__TASK OBJECTIVE__:
What lines in the following entries hold the word "WindowSize"? Copy each one.

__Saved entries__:
════════════════════

PR #293, opened 2018-08-15
Containerizing subprocess GUI to host widget

davidlatwe:
### It's real child window in host now !

pyblish_qml

Require some help on testing different platform, currently only tested on Windows 7 and 10 in Maya 2016, 2018.

(Thanks to this [gist](https://gist.github.com/mmolero/c3db18390aa71bb6b3cdcb9822483032#file-cefpython_pyside-py-L60-L73))

---

This PR changed the relationship between host and client a lot, the implementation and the variable naming might not the best, any suggestion are welcome :)

### DIFF
--- a/pyblish_qml/host.py
+++ b/pyblish_qml/host.py
@@ -41,7 +41,7 @@ def current_server():
     return _state.get("currentServer")
 
 
-def install(modal):
+def install():
     """Perform first time install
 
     Attributes:
@@ -55,7 +55,7 @@ def install(modal):
         uninstall()
 
     install_callbacks()
-    install_host(modal)
+    install_host()
 
     _state["installed"] = True
 
@@ -77,6 +77,22 @@ def _is_headless():
     )
 
 
+def acquire_host_main_window():
+
+    app = QtWidgets.QApplication.instance()
+
+    # Get top window in host
+    _window = app.activeWindow()
+    while True:
+        parent_window = _window.parent()
+        if parent_window:
+            _window = parent_window
+        else:
+            break
+
+    _state["vesselParent"] = _window
+
+
 def show(parent=None, targets=[], modal=None):
     """Attempt to show GUI
 
@@ -91,18 +107,21 @@ def show(parent=None, targets=[], modal=None):
 
     # Automatically install if not already installed.
     if not _state.get("installed"):
-        install(modal)
+        install()
+        acquire_host_main_window()
 
     # Show existing GUI
     if _state.get("currentServer"):
         server = _state["currentServer"]
-        proxy = ipc.server.Proxy(server)
+        server.modal = modal
 
         try:
+            proxy = _state["currentProxy"]
+            proxy.update(server)
             proxy.show(settings.to_dict())
             return server
 
-        except IOError:
+        except (IOError, KeyError):
             # The running instance has already been closed.
             _state.pop("currentServer")
 
@@ -140,6 +159,7 @@ def show(parent=None, targets=[], modal=None):
 
     # Store reference to server for future calls
     _state["currentServer"] = server
+    _state["currentProxy"] = proxy
 
     print("Success. QML server available as "
           "pyblish_qml.api.current_server()")
@@ -153,12 +173,13 @@ def publish():
     # get existing GUI
     if _state.get("currentServer"):
         server = _state["currentServer"]
-        proxy = ipc.server.Proxy(server)
 
         try:
+            proxy = _state["currentProxy"]
+            proxy.update(server)
             proxy.publish()
 
-        except IOError:
+        except (IOError, KeyError):
             # The running instance has already been closed.
             _state.pop("currentServer")
 
@@ -167,12 +188,13 @@ def validate():
     # get existing GUI
     if _state.get("currentServer"):
         server = _state["currentServer"]
-        proxy = ipc.server.Proxy(server)
 
         try:
+            proxy = _state["currentProxy"]
+            proxy.update(server)
             proxy.validate()
 
-        except IOError:
+        except (IOError, KeyError):
             # The running instance has already been closed.
             _state.pop("currentServer")
 
@@ -227,7 +249,7 @@ def register_pyqt5(path):
     _state["pyqt5"] = path
 
 
-def install_host(modal):
+def install_host():
     """Install required components into supported hosts
 
     An unsupported host will still run, but may encounter issues,
@@ -242,7 +264,7 @@ def install_host(modal):
                     _install_hiero,
                     _install_nukestudio):
         try:
-            install(modal)
+            install()
         except ImportError:
             pass
         else:
@@ -264,89 +286,7 @@ def _on_application_quit():
         pass
 
 
-def _connect_host_event(app):
-    """Connect some event from host to QML
-
-    Host will connect following event to QML:
-    QEvent.Show                -> rise QML
-    QEvent.Hide                -> hide QML
-    QEvent.WindowActivate      -> set QML on top
-    QEvent.WindowDeactivate    -> remove QML on top
-    """
-
-    class HostEventFilter(QtWidgets.QWidget):
-
-        eventList = [
-            QtCore.QEvent.Show,
-            QtCore.QEvent.Hide,
-            QtCore.QEvent.WindowActivate,
-            QtCore.QEvent.WindowDeactivate
-        ]
-
-        def getServer(self):
-            server = None
-            try:
-                server = _state["currentServer"]
-            except KeyError:
-                # No server started
-                pass
-            return server
-
-        def eventFilter(self, widget, event):
-            if event.type() in self.eventList:
-                server = self.getServer()
-                if not server:
-                    return False
-                else:
-                    proxy = ipc.server.Proxy(server)
-
-                if event.type() == QtCore.QEvent.Show:
-                    try:
-                        proxy.rise()
-                        return True
-                    except IOError:
-                        # The running instance has already been closed.
-                        _state.pop("currentServer")
-                if event.type() == QtCore.QEvent.Hide:
-                    try:
-                        proxy.hide()
-                        return True
-                    except IOError:
-                        # The running instance has already been closed.
-                        _state.pop("currentServer")
-                if event.type() == QtCore.QEvent.WindowActivate:
-                    try:
-                        proxy.inFocus()
-                        return True
-                    except IOError:
-                        # The running instance has already been closed.
-                        _state.pop("currentServer")
-                if event.type() == QtCore.QEvent.WindowDeactivate:
-                    try:
-                        proxy.outFocus()
-                        return True
-                    except IOError:
-                        # The running instance has already been closed.
-                        _state.pop("currentServer")
-            return False
-
-    # Get top window in host
-    app_top_window = app.activeWindow()
-    while True:
-        parent_window = app_top_window.parent()
-        if parent_window:
-            app_top_window = parent_window
-        else:
-            break
-    # install event filter
-    try:
-        host_event_filter = HostEventFilter(app_top_window)
-        app_top_window.installEventFilter(host_event_filter)
-    except Exception:
-        pass
-
-
-def _install_maya(modal):
+def _install_maya():
     """Helper function to Autodesk Maya support"""
     from maya import utils
 
@@ -355,15 +295,13 @@ def _install_maya(modal):
             func, *args, **kwargs)
 
     sys.stdout.write("Setting up Pyblish QML in Maya\n")
-    if not modal:
-        register_dispatch_wrapper(threaded_wrapper)
+    register_dispatch_wrapper(threaded_wrapper)
 
     app = QtWidgets.QApplication.instance()
 
     if not _is_headless():
         # mayapy would have a QtGui.QGuiApplication
         app.aboutToQuit.connect(_on_application_quit)
-        _connect_host_event(app)
 
     if settings.ContextLabel == settings.ContextLabelDefault:
         settings.ContextLabel = "Maya"
@@ -371,7 +309,7 @@ def _install_maya(modal):
         settings.WindowTitle = "Pyblish (Maya)"
 
 
-def _install_houdini(modal):
+def _install_houdini():
     """Helper function to SideFx Houdini support"""
     import hdefereval
 
@@ -380,12 +318,10 @@ def _install_houdini(modal):
             func, *args, **kwargs)
 
     sys.stdout.write("Setting up Pyblish QML in Houdini\n")
-    if not modal:
-        register_dispatch_wrapper(threaded_wrapper)
+    register_dispatch_wrapper(threaded_wrapper)
 
     app = QtWidgets.QApplication.instance()
     app.aboutToQuit.connect(_on_application_quit)
-    _connect_host_event(app)
 
     if settings.ContextLabel == settings.ContextLabelDefault:
         settings.ContextLabel = "Houdini"
@@ -393,7 +329,7 @@ def _install_houdini(modal):
         settings.WindowTitle = "Pyblish (Houdini)"
 
 
-def _install_nuke(modal):
+def _install_nuke():
     """Helper function to The Foundry Nuke support"""
     import nuke
 
@@ -410,12 +346,10 @@ def _install_nuke(modal):
             func, args, kwargs)
 
     sys.stdout.write("Setting up Pyblish QML in Nuke\n")
-    if not modal:
-        register_dispatch_wrapper(threaded_wrapper)
+    register_dispatch_wrapper(threaded_wrapper)
 
     app = QtWidgets.QApplication.instance()
     app.aboutToQuit.connect(_on_application_quit)
-    _connect_host_event(app)
 
     if settings.ContextLabel == settings.ContextLabelDefault:
         settings.ContextLabel = "Nuke"
@@ -423,7 +357,7 @@ def _install_nuke(modal):
         settings.WindowTitle = "Pyblish (Nuke)"
 
 
-def _install_nukeassist(modal):
+def _install_nukeassist():
     """Helper function to The Foundry NukeAssist support"""
     import nuke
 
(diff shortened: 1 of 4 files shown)


pyblish_qml/host.py
```diff
@@ -77,6 +77,22 @@ def _is_headless():
     )
 
 
+def acquire_host_main_window():
+
+    app = QtWidgets.QApplication.instance()
+
+    # Get top window in host
+    _window = app.activeWindow()
+    while True:
```
mottosso: I can see what you're trying to do, but there's an edge-case here that's a little dangerous. Which is that when the active window is a window that isn't parented to Maya (like a third-party, custom window, or poorly designed native window) then this would return that window rather than the main Maya window.

```python
bad_window = QtWidgets.QDialog()
bad_window.show()
# Now this window can be active, and wouldn't return any parent because it has none.
```

pyblish_qml/ipc/client.py
```diff
@@ -76,6 +78,12 @@ def emit(self, signal, **kwargs):
     def update(self, key, value):
         self._dispatch("update", args=[key, value])
 
+    def _self_destruct(self):
+        """Auto quit exec if parent process failed
+        """
+        self._kill = threading.Timer(30, lambda: os._exit(0))
```
mottosso: How come it's in a timer?

pyblish_qml/ipc/client.py
```diff
@@ -105,6 +113,10 @@ def _listen():
                     elif response.get("header") == "pyblish-qml:popen.parent":
                         self.channels["parent"].put(line)
 
+                    elif response.get("header") == "pyblish-qml:server.pulse":
+                        self._kill.cancel()  # reset timer
```
mottosso: Ahaa. :) Nice one.

Is `30` seconds or milli-seconds? Ms might be a little short, in case a pulse is delayed for some reason.

mottosso:
Wuuuw! I've tried doing this so many times but never succeeded. Nice work. :)

Giving this a spin soon.

pyblish_qml/host.py
davidlatwe: This one is a bit dangerous indeed !
The alternative I can think of is a piece of code from Avalon
```python
parent = {
    widget.objectName(): widget
    for widget in QtWidgets.QApplication.topLevelWidgets()
}[main_window_name]  # `main_window_name` require further input
```
Will this one better ?

pyblish_qml/ipc/client.py
davidlatwe: Opss, it 30 second.

The server will send pulse every 15 second, and the client here will reset every 30 second.
I'll append doc string about this to `_self_destruct` in next commit :P

pyblish_qml/host.py
mottosso: Yes, that will work.

`main_window_name` is constant in Maya 2013-2019+ and I don't expect it to change, I would put just `"MayaWindow"`

davidlatwe: Cool !  I'll try to find the main window name of Nuke and other expensive friends,
or do you have that list ?

davidlatwe: This seems does not have a quick solution for other DCC Tools :/
Update Maya first !

mottosso:
Just testing this out, and ran into an issue which reminded me of one of the benefits of keeping the window  separate; it keeps bugs out of Maya as well.



In this case, Pyblish QML froze without an error message, taking Maya down with it.

I can't actually get this to run at all, it reaches the above point with this in the console.

```bash
Setting up Pyblish QML in Maya
Using Python @ 'C:\Python36\python.exe'
Using PyQt5 @ 'None'
Targets: default
Success. QML server available as pyblish_qml.api.current_server()
Starting pyblish-qml
Done, don't forget to call `show()`
Entering state: "hidden"
Entering state: "alive"
Entering state: "clean"
Entering state: "ready"
  HiddenSections = ['Collect']
  WindowPosition = [100, 100]
  HeartbeatInterval = 60
  ContextLabel = Maya
  WindowSize = [430, 600]
  WindowTitle = Pyblish (Maya)
Settings: 
```

When I kill the associated Python process, Maya becomes responsive again, with this output.

```bash
# # Exception in thread Thread-3:
# Traceback (most recent call last):
#   File "C:\Program Files\Autodesk\Maya2015\bin\python27.zip\threading.py", line 551, in __bootstrap_inner
#     self.run()
#   File "C:\Program Files\Autodesk\Maya2015\bin\python27.zip\threading.py", line 504, in run
#     self.__target(*self.__args, **self.__kwargs)
#   File "C:\Users\marcus\Dropbox\dev\alienfx\github\pyblish\pyblish-qml\pyblish_qml\ipc\server.py", line 326, in _listen
#     self.popen.stdin.write(data + b"\n")
# IOError: [Errno 22] Invalid argument
```

Which is valid; this is Maya attempting to communicate with a dead process. The not-so-valid thing is that it freezes.

@davidlatwe any idea what is going on?

mottosso:
That was Maya 2015.

In 2018, the problem is a little different.



The error message is different, and Maya doesn't freeze.

```python
Setting up Pyblish QML in Maya
Using Python @ 'C:\Python36\python.exe'
Using PyQt5 @ 'None'
Targets: default
Success. QML server available as pyblish_qml.api.current_server()
  File "C:\Python36\lib\runpy.py", line 193, in _run_module_as_main
  File "C:\Python36\lib\runpy.py", line 85, in _run_code
    "__main__", mod_spec)
  File "C:\Python36\lib\urllib\request.py", line 88, in <module>
    from urllib.request import urlopen
  File "C:\Users\marcus\Dropbox\dev\alienfx\github\pyblish\pyblish-qml\pyblish_qml\vendor\jsonschema\compat.py", line 18, in <module>
    from .compat import str_types, MutableMapping, urlsplit
  File "C:\Users\marcus\Dropbox\dev\alienfx\github\pyblish\pyblish-qml\pyblish_qml\vendor\jsonschema\_utils.py", line 6, in <module>
    from . import _utils
  File "C:\Users\marcus\Dropbox\dev\alienfx\github\pyblish\pyblish-qml\pyblish_qml\vendor\jsonschema\exceptions.py", line 6, in <module>
    from .exceptions import (
  File "C:\Users\marcus\Dropbox\dev\alienfx\github\pyblish\pyblish-qml\pyblish_qml\vendor\jsonschema\__init__.py", line 12, in <module>
    from ..vendor import six, jsonschema
  File "C:\Users\marcus\Dropbox\dev\alienfx\github\pyblish\pyblish-qml\pyblish_qml\ipc\schema.py", line 16, in <module>
    from . import schema
  File "C:\Users\marcus\Dropbox\dev\alienfx\github\pyblish\pyblish-qml\pyblish_qml\ipc\formatting.py", line 7, in <module>
    from . import mocking, formatting
  File "C:\Users\marcus\Dropbox\dev\alienfx\github\pyblish\pyblish-qml\pyblish_qml\ipc\service.py", line 13, in <module>
    from . import client, server, service
  File "C:\Users\marcus\Dropbox\dev\alienfx\github\pyblish\pyblish-qml\pyblish_qml\ipc\__init__.py", line 1, in <module>
    from . import util, compat, control, settings, ipc
  File "C:\Users\marcus\Dropbox\dev\alienfx\github\pyblish\pyblish-qml\pyblish_qml\app.py", line 15, in <module>
    from . import app
  File "C:\Users\marcus\Dropbox\dev\alienfx\github\pyblish\pyblish-qml\pyblish_qml\__main__.py", line 6, in <module>
    exec(code, run_globals)
ModuleNotFoundError: No module named 'http.client'; 'http' is not a package
    __import__(name)
  File "C:\Users\marcus\Dropbox\dev\alienfx\github\pyblish\pyblish-base\pyblish\vendor\six.py", line 82, in _import_module
    return _import_module(self.mod)
  File "C:\Users\marcus\Dropbox\dev\alienfx\github\pyblish\pyblish-base\pyblish\vendor\six.py", line 115, in _resolve
    result = self._resolve()
  File "C:\Users\marcus\Dropbox\dev\alienfx\github\pyblish\pyblish-base\pyblish\vendor\six.py", line 92, in __get__
    from six.moves import http_client
  File "C:\Program Files\Autodesk\Maya2018\plug-ins\MASH\scripts\googleapiclient\http.py", line 23, in <module>
    import http.client
```

davidlatwe:
Edit: Add the 2018 error workaround permalink

davidlatwe:
Looks like subprocess can spew by changing these two line in `ipc/server.py` [L297](https://github.com/pyblish/pyblish-qml/blob/a1446ecedb0d4e23214e1f26143a028c4e2d48a7/pyblish_qml/ipc/server.py#L297) and [L333](https://github.com/pyblish/pyblish-qml/blob/a1446ecedb0d4e23214e1f26143a028c4e2d48a7/pyblish_qml/ipc/server.py#L333)

from `sys.stdout.write(line)` to simple `print(line)`.

I am not sure where `sys.stdout` leads to, but my console did get more output from `print`

davidlatwe:
Ah ! I think I found the way to raise all error (the error silenced in slots)!

based on this [stack overflow Ans](https://stackoverflow.com/questions/18740884/preventing-pyqt-to-silence-exceptions-occurring-in-slots)

Will commit this for you to test after I clean up the code.

davidlatwe:
Just in case misunderstanding, the solution has tested on my end by increment `winId`  intentionally (so it can not find the container window) to produce error when `Application.show` is processing, which called by `pyqtSignal`.

Here's the error feedback
```
Starting pyblish-qml
Done, don't forget to call `show()`
AttributeError: 'NoneType' object has no attribute 'setWidth'
    vessel.setWidth(client_settings["WindowSize"][0])
  File "C:\Users\David\Dropbox\github\AVALON\pyblish-qml\pyblish_qml\app.py", line 168, in show
    func(*args)
  File "C:\Users\David\Dropbox\github\AVALON\pyblish-qml\pyblish_qml\app.py", line 37, in wrapper
Entering state: "alive"
Entering state: "clean"
Entering state: "ready"
```

This wasn't able to print before, could give enough hint for us to debug !

davidlatwe:
Hi @mottosso 
I got a fresh Maya 2018.0 installed and have a few test, added those new commits, please have a look if you are available :)

There's one other thing confused me, during my test in Maya 2018.0, I found that if I launch Maya from the `C:\Program Files\Autodesk\Maya2018\bin\`, which is default current working dir path in `.link`, in such condition, `from PyQt5 import ...` will raise `DLL load failed: The specified procedure could not be found` error in subprocess where it's about to init the QML app.

And If I set the `cwd` to any other path to `subprocess.Popen()`, then the error is gone.

Wonder has anyone happened before ?

mottosso:
> I got a fresh Maya 2018.0 installed and have a few test

Thanks for the diligence! This works for me on Windows 10 in Maya 2015 and 2018; I have since updated to 2018 Update 4 so wasn't able to test whether it worked with Update 0.

Some notes.

1. When killing Maya with Pyblish QML open, it automatically dies with it. Nice!
1. When the Pyblish QML Python process is killed the Maya parent window remains open. I killed it by hand this time around, but since Python 3 an exception automatically kills the process, so this could happen from time to time for the end-user. Could we have it close alongside the Python process? <br> 
1. When Maya is busy, Pyblish QML is non-responsive. This is unfortunate and somewhat of a dealbreaker to me personally; publishing is often a long-running and blocking process for me. Is there any way to make QML remain responsive?<br> 

Finally, after a few runs, I don't know what happened, but it has stopped working now. :S Maya freezes on launch, similar to the previous problem I had.

What's more interesting, although I can't move or resize windows via the titlebar, I'm using a utility application for moving an resizing applications via a hotkey (AltDrag) and it reveals what Maya is able to respond to resizing just fine, which suggest that it isn't frozen so much as just blocking input.

untitled project

Not sure what to make of that.

> And If I set the cwd to any other path to subprocess.Popen(), then the error is gone.

Ah, that is a good find. We should have that set per default for the process launching QML; anything but the Maya directory as we can never be sure what Maya chooses to put there to screw up things like PyQt5. I've added this to the PR.

davidlatwe:
Thanks for the feedback @mottosso  :D
Appreciated !

> Could we have it close alongside the Python process? 

I have added, with a little refactoring on my previous commits of this PR.

> When Maya is busy, Pyblish QML is non-responsive. This is unfortunate and somewhat of a dealbreaker to me personally; publishing is often a long-running and blocking process for me. Is there any way to make QML remain responsive?

I do think of some approach, but am afraid they all decrease the stability : (

#### launch freeze

> Finally, after a few runs, I don't know what happened, but it has stopped working now. :S Maya freezes on launch, similar to the previous problem I had.

I made a log file output to tail all messages processed in `server.listen` and `proxy.dispatch`, and I found the frozen point is right on main thread executing function **`emit`**. Did not freeze on every `show()` time, but the chance is not small.

This happens to be a similar error that I encountered.

#### log clearing freeze

Clear out Maya script editor log after QML is on ready state, and then press *reset* or *publish* or *validate*. In this case, the frozen point is when main thread executing function **`stats`**. (This exists before this PR)

*launch freeze* and *log clearing freeze*, both did not happen on Maya 2018 during my tests, and to those Maya version below 2018 whom freezes, after I manually kill the subprocess, their function returned, and the server wrote the last response to `popen.stdin` on both cases.

#### Experimental workaround for launch freeze

In the last commit, I found that use `default_wrapper` to execute function `emit` seems help the situation, the *launch freeze* is gone in Maya 2015, not 100% sure, at least did not happen in 20+ `pyblish_qml.show()` calling. 

I think the main problem is Maya's `utils.executeInMainThreadWithResult`, since no more frozen happened in Maya 2018.

### This PR may be in a tar pit :/

The issues comes after this implementation is a bit hard to resolve, at least for me it is, at this very moment.
I am gonna evaluate what changes may take as improvement for the master branch, and drop the implementation of subprocess GUI containerizing.
What do you think ? @mottosso 

Maya versions, tough crowd : (

mottosso:
That's allright, I'm thinking about this too. :)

════════════════════

__TASK SOLUTION__:
  WindowSize = [430, 600]
    vessel.setWidth(client_settings["WindowSize"][0])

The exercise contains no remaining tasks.